((

PR #39, opened 2018-03-05
Allow functions to be passed to setState

### LINKED ISSUE #33: Introduce setState(fn) variant
In order to implement asynchronous rendering (#18), we need to make sure there's an API in place that mirror's React's `setState` variant that accepts a function.

Dependent updates work just fine right now, which means this code that works today would not work with asynchronous rendering:

```lua
setState(self.state.value + 1)
```

Instead, we should introduce a new API and encourage users to use it today:

```lua
setState(function(props, state)
    return {
        value = state.value + 1
    }
end)
```

Once work on async rendering begins, we can start catching cases where users call `setState` multiple times in a row synchronously to try to weed out dependent state mutations.

AmaranthineCodices:
This fixes #33. It allows `setState` to accept a function, which is called with the `props` and `state` tables. This function is expected to return a partial state, which is then used to update the component's state.

### DIFF
--- a/lib/Component.lua
+++ b/lib/Component.lua
@@ -123,7 +123,7 @@ function Component:setState(partialState)
 
 	-- If the partial state is a function, invoke it to get the actual partial state.
 	if type(partialState) == "function" then
-		partialState = partialState(self.props, self.state)
+		partialState = partialState(self.state, self.props)
 	end
 
 	local newState = {}
--- a/lib/Component.lua
+++ b/lib/Component.lua
@@ -121,6 +121,11 @@ function Component:setState(partialState)
 		error(INVALID_SETSTATE_MESSAGE, 0)
 	end
 
+	-- If the partial state is a function, invoke it to get the actual partial state.
+	if type(partialState) == "function" then
+		partialState = partialState(self.props, self.state)
+	end
+
 	local newState = {}
 
 	for key, value in pairs(self.state) do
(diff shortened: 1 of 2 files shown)


lib/Component.lua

))

### [TASK DETAILS]
Give an exact copy of the lines above, from the top of the records to the line that contains "### LINKED ISSUE", taking in both ends.

### [RESULT FOR THIS TASK]
PR #39, opened 2018-03-05
Allow functions to be passed to setState

### LINKED ISSUE #33: Introduce setState(fn) variant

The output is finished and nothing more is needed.